## ASSIGNMENT
Within the records below, find each line that holds the string "object", then copy it.
───── AVAILABLE DATA ─────
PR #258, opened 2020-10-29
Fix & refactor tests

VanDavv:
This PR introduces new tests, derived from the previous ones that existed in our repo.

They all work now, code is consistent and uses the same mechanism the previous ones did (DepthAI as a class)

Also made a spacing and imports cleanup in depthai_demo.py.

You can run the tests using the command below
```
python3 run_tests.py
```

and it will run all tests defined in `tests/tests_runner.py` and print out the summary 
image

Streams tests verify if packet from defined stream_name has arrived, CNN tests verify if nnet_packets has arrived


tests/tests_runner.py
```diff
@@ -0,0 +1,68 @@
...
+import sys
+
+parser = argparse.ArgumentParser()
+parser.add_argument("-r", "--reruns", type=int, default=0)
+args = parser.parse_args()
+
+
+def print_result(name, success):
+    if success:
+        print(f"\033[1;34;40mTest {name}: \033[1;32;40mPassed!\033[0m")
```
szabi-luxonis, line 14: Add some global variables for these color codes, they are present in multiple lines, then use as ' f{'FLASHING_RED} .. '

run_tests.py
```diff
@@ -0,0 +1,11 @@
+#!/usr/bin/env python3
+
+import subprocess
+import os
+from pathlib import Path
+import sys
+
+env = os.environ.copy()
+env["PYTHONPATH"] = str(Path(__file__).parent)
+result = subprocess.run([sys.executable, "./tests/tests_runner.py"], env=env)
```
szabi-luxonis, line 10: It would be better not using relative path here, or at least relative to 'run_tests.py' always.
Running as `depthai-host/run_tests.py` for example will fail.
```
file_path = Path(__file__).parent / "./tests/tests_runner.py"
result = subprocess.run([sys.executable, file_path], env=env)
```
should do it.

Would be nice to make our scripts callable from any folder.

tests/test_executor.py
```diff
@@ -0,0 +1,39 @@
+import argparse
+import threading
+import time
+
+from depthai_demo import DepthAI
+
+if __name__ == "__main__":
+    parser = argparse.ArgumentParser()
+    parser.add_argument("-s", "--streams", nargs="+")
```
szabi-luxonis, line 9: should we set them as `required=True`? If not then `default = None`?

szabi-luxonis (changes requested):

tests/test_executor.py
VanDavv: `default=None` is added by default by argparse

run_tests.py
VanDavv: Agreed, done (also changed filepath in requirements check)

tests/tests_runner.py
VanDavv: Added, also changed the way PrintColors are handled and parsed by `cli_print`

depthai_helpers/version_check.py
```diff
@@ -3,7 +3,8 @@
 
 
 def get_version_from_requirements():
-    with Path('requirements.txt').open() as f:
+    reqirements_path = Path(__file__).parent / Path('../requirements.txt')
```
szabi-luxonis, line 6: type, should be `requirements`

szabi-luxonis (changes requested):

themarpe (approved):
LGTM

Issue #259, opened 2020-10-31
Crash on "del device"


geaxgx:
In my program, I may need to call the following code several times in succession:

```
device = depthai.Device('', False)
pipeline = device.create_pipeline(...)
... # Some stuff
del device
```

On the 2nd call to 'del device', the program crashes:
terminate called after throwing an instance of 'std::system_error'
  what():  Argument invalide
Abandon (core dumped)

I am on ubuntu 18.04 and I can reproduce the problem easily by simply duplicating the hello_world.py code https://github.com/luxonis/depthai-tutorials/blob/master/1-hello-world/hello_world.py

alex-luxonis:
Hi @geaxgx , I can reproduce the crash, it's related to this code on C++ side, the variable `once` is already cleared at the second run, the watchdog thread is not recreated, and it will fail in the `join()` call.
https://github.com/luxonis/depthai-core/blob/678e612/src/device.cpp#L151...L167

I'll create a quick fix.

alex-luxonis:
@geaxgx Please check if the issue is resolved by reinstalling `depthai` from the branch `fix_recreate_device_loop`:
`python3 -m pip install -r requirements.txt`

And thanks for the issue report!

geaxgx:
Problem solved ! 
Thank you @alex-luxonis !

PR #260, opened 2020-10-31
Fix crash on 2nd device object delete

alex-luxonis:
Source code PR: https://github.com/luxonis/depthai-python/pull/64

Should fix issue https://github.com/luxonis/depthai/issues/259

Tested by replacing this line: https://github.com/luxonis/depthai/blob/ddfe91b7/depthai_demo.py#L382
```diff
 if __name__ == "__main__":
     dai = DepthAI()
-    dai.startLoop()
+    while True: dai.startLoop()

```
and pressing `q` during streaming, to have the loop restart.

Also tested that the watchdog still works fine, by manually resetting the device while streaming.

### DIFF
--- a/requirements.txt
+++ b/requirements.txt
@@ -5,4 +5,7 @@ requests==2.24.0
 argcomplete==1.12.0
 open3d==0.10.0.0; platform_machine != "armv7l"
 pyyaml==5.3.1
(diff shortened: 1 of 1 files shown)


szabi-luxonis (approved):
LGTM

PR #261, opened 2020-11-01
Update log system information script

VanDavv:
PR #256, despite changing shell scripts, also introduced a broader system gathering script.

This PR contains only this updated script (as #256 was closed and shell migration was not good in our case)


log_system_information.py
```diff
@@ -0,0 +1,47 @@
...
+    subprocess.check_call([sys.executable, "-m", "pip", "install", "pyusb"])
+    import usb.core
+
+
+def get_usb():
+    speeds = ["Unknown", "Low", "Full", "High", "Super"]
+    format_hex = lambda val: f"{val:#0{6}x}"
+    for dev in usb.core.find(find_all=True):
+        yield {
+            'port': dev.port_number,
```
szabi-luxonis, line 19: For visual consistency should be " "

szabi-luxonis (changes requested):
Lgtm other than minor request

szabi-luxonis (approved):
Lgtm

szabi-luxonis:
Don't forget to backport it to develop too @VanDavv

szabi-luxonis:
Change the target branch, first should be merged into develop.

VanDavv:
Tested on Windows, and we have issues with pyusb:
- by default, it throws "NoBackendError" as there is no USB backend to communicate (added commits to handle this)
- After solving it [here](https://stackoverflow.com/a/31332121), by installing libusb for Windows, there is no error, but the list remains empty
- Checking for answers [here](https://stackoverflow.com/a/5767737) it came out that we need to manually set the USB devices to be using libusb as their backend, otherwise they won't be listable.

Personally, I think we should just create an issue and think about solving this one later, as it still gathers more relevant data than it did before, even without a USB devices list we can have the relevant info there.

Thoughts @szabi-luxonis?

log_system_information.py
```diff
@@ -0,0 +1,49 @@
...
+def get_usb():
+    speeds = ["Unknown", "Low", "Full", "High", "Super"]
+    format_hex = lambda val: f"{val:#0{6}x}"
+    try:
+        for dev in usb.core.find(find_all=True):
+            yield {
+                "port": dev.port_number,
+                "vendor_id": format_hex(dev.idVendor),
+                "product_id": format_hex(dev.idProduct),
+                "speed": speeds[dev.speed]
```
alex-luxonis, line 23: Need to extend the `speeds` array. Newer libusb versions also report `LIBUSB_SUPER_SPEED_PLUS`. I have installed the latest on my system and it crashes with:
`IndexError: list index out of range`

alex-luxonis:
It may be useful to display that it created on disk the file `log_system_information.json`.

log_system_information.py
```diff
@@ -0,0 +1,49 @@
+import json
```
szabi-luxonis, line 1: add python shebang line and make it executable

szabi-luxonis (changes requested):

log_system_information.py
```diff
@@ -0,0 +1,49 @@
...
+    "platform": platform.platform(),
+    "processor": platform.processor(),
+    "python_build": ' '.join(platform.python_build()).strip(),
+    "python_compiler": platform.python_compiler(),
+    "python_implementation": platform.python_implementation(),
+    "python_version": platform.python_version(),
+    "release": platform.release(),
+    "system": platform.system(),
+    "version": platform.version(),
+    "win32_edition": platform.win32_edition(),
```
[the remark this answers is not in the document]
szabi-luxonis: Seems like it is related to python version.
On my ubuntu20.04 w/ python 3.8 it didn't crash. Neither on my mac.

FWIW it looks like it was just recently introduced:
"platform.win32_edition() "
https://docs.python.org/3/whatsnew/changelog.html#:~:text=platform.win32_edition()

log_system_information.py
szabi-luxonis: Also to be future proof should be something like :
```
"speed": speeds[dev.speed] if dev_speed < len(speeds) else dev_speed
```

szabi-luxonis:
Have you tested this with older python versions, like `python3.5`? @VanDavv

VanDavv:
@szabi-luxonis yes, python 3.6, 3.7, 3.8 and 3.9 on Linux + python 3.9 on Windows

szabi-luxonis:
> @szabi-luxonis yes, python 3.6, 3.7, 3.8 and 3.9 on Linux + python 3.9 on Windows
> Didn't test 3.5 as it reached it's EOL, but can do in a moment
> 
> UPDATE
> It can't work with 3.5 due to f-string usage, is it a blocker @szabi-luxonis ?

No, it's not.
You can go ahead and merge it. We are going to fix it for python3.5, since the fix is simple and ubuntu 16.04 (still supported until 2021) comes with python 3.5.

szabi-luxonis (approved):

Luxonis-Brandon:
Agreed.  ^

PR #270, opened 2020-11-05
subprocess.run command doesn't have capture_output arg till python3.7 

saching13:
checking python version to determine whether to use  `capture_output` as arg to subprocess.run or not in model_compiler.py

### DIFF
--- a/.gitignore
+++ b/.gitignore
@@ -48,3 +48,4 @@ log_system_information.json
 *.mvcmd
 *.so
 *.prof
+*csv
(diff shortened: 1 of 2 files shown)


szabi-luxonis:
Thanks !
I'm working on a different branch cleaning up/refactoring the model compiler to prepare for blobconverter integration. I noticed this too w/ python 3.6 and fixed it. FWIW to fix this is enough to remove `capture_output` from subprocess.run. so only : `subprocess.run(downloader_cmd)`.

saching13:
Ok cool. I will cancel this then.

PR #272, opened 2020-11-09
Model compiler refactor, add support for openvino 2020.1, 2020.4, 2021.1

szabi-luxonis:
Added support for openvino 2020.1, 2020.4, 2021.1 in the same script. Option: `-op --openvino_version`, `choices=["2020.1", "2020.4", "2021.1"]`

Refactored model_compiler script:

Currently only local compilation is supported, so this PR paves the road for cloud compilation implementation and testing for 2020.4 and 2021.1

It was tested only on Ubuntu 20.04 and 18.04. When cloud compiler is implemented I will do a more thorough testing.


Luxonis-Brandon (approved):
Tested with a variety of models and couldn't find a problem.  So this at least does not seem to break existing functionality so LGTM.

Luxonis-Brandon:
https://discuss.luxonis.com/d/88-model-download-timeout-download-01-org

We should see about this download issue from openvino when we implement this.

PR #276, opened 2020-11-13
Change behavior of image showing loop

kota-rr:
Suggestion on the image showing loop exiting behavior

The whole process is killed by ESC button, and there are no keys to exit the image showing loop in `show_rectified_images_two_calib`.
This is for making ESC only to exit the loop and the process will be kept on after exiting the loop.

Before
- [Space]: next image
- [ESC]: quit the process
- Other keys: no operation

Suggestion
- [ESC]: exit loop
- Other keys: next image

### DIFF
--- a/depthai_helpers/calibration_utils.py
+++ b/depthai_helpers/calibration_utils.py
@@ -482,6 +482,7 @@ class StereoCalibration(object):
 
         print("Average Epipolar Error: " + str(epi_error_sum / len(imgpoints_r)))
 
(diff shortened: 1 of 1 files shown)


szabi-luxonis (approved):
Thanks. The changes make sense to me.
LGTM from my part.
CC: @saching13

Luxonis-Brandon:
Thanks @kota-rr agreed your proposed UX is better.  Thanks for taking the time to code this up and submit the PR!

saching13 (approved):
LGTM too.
─────
## REPLY TO THE EXERCISE
Fix crash on 2nd device object delete
@@ -482,6 +482,7 @@ class StereoCalibration(object):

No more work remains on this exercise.